Jim Hume column: Church-run residential schools left a shameful legacy

CANADA
Times Colonist

They found the bodies in the slush and ice of Fraser Lake. Four children, aged eight and nine, lying according to Canadian Press reports huddled in each others arms “capless and lightly clad,” frozen in the final dark embrace of a January night. The temperature was -30 C.

Maurice Justice and Allen Willie were eight years old. Johnny Michael and Andrew Paul were nine. All four were runaways from the harsh confines of the church-run Lejac Residential School. It was Jan. 2, 1937, when their bodies were found roughly six miles from the school and less than one from the Nautley Reserve, which was their believed destination. They had just wanted to go home.

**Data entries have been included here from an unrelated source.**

PR #971, opened 2021-10-05
Add safe-linking support

cnwangjihe:
Since GLibc 2.32, tcache and fastbin's fd use Safe-Linking, I do some modifications to support it.
```c
// code form glibc 2.32, malloc/malloc.c, line #339
#define PROTECT_PTR(pos, ptr) \
  ((__typeof (ptr)) ((((size_t) pos) >> 12) ^ ((size_t) ptr)))
#define REVEAL_PTR(ptr)  PROTECT_PTR (&ptr, ptr)
```
I use symbol `<banner>` in glibc to determine glibc version, it's declared in `csu/version.c`.  
I have already check its availability from glibc 2.23 to 2.34 (on Ubuntu only).  
```c
static const char banner[] =
"GNU C Library "PKGVERSION RELEASE" release version "VERSION".\n\
Copyright (C) 2020 Free Software Foundation, Inc.\n\
This is free software; see the source for copying conditions.\n\
There is NO warranty; not even for MERCHANTABILITY or FITNESS FOR A\n\
PARTICULAR PURPOSE.\n\
Compiled by GNU CC version "__VERSION__".\n"
```
The regex I use to extract version info: `release version (\d+)\.(\d+)`.


disconnect3d:
@cnwangjihe hey, could you maybe add a testcase for this case? e.g. a binary that can be re-produced with Docker and then a test that loads it -> breaks where necessary and checks if the output of a given command is appropriate.

This way we would prevent from breaking this (and other) features with future changes :D

CptGibbon:
Nice 👌 It would be great to let the user enable/disable this feature in settings (e.g. `set safe-linking on`), that way GLIBC release branches are accounted for (e.g. safe linking gets backported into release/2.30 but your new feature isn't activated by default because the version number is lower than 2.32).

CptGibbon:
It could also be worthwhile adding a version detection fallback to the `__libc_version` symbol when GLIBC debugging symbols are available 🤷‍♂️ 

Incidentally, the `banner` symbol is also exported by other elements of libc (e.g. libpthread), I'm not sure if that could interfere with resolving `banner` in this code.

cnwangjihe:
> It could also be worthwhile adding a version detection fallback to the `__libc_version` symbol when GLIBC debugging symbols are available 🤷‍♂️
> 
> Incidentally, the `banner` symbol is also exported by other elements of libc (e.g. libpthread), I'm not sure if that could interfere with resolving `banner` in this code.

Thanks a lot, using `__libc_version` will be a better solution, since `banner` require debug symbols too :).



> @cnwangjihe hey, could you maybe add a testcase for this case? e.g. a binary that can be re-produced with Docker and then a test that loads it -> breaks where necessary and checks if the output of a given command is appropriate.
> 
> This way we would prevent from breaking this (and other) features with future changes :D

@disconnect3d To run a test, I need a specific version of glibc. It is okay to include that binary into this repository? Or I should write a script to pull prebuilt glibc from other location?

I noticie that `test_heap` also requires a specific verison of glibc, and in the Makefile of `heap_bugs`, rpath is set to `/glibc_versions/2.29/tcache_x64`, but I fail to find the code that download it. 
It is a bug? Or just my misunderstanding?
https://github.com/pwndbg/pwndbg/blob/e239e9c1f69649ac028255206df0e2151416b763/tests/binaries/makefile#L31
https://github.com/pwndbg/pwndbg/blob/e239e9c1f69649ac028255206df0e2151416b763/tests/binaries/makefile#L60-L62

disconnect3d:
@cnwangjihe 
> @disconnect3d To run a test, I need a specific version of glibc. It is okay to include that binary into this repository? Or I should write a script to pull prebuilt glibc from other location?
>
> I noticie that test_heap also requires a specific verison of glibc, and in the Makefile of heap_bugs, rpath is set to /glibc_versions/2.29/tcache_x64, but I fail to find the code that download it. It is a bug? Or just my misunderstanding?

Good question! I think it would be best to take the glibc from a Docker container and mark the container tag along with its ID in a README file around, so we can reproduce/get the same glibc once again --- and also verify or have more trust that it is not a bogus/malicious glibc.

Regharding the glibc 2.29/tcache_x64 I am not sure. Perhaps @GrosQuildu worked on this (cc: @GrosQuildu do you know sth about it?). If it is missing, we need to fix this. I haven't really worked much with the heap feature in Pwndbg and I'd appreciate help on it.

PS: You may want to join our Discord server (see project README) and discuss things there :).

CptGibbon:
Take your time, writing tests for heap introspection commands is challenging at the best of times.

CptGibbon:
Now that's a test 🤩

CptGibbon:
The only remaining improvement I could suggest would be to also decrypt the terminating null values for each list, otherwise we see the output shown below. Encrypted null fd's shown in red.

bins_example

cnwangjihe:
> The only remaining improvement I could suggest would be to also decrypt the terminating null values for each list, otherwise we see the output shown below. Encrypted null fd's shown in red.
> 
> bins_example

Fixed

CptGibbon:
A great contribution, been looking forward to this feature for a while, thank you.
@disconnect3d I'm happy with this if you are 👍
Does what it says on the tin and as far as I can tell doesn't adversely affect any other heap commands.

pwndbg/glibc.py
```diff
@@ -0,0 +1,51 @@
...
+        if get_version() is not None:
+            return function(*a, **kw)
+        else:
+            print('%s: GLibc not loaded yet.' % function.__name__)
+    return _OnlyWhenGlibcLoaded
+
+
+@OnlyWhenGlibcLoaded
+def check_safe_linking():
+    return (get_version() >= (2, 32) or safe_lnk == "on") and safe_lnk != "off"
```
disconnect3d, line 56:
```suggestion
    """
    Safe-linking is a glibc 2.32 mitigation; see:
    - https://lanph3re.blogspot.com/2020/08/blog-post.html
    - https://research.checkpoint.com/2020/safe-linking-eliminating-a-20-year-old-malloc-exploit-primitive/
    """
    return (get_version() >= (2, 32) or safe_lnk == "on") and safe_lnk != "off"
```

disconnect3d:
Thanks!

PR #3135, opened 2025-06-24
Improving the slab commands

jxuanli:
Improving/fixing the handling and display of `slab info` and `slab contains`

## demo
image

### DIFF
--- a/pwndbg/aglib/kernel/slab.py
+++ b/pwndbg/aglib/kernel/slab.py
@@ -172,6 +172,10 @@ class SlabCache:
         return int(self._slab_cache["size"])
 
     @property
+    def slab_size(self) -> int:
+        return 0x1000 << self.oo_order
+
+    @property
     def object_size(self) -> int:
         return int(self._slab_cache["object_size"])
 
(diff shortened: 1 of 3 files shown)


k4lizen:
awesome!

Could the `-v` option be the default? If performance is the problem maybe a config could control it?

jxuanli:
@k4lizen i removed the verbose option so it is now default -- it introduces a noticeable delay if run on its own but the handling code is not a common path. Also, the net delay averages out when `slab` commands are repeatedly invoked (possibly due to some implicit caching)

k4lizen:
nice

k4lizen (approved):

pwndbg/aglib/kernel/slab.py
```diff
@@ -91,7 +91,15 @@ def __iter__(self) -> Generator[int, None, None]:
         seen: set[int] = set()
         current_object = self.start_addr
         while current_object:
-            addr = int(current_object)
+            try:
+                addr = int(current_object)
+            except Exception:
+                print(
+                    M.warn(
+                        f"Corrupted slab freelist detected at {hex(current_object)} when length is {len(seen)}"
```
disconnect3d, line 99:
```suggestion
                        f"Corrupted slab freelist detected at {current_object:#x} when length is {len(seen)}"
```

On Feb. 19, the Times Colonist published another CP story, this one bearing the headline “Residential-school deaths topped 3,000: study.” The “study” is being conducted by the Truth and Reconciliation Commission with research manager Alex Maass making public preliminary residential-school-death lists. To date, the count stands at 3,000, but Maass told CP it would undoubtedly rise as she and fellow workers continue their search through thousands of archived documents. The true count will never be known, because annual reports on school deaths ceased in 1917. Maass says it had obviously become policy to no longer report them.

While the preliminary report is careful to name disease the largest single killer of residential school children, Maass notes: “The schools were a breeding ground for TB. Dormitories were incubation wards.” And never more so than when the great influenza epidemic swept the world in 1918-19, and infected children were left in school dormitories to become innocent carriers of death.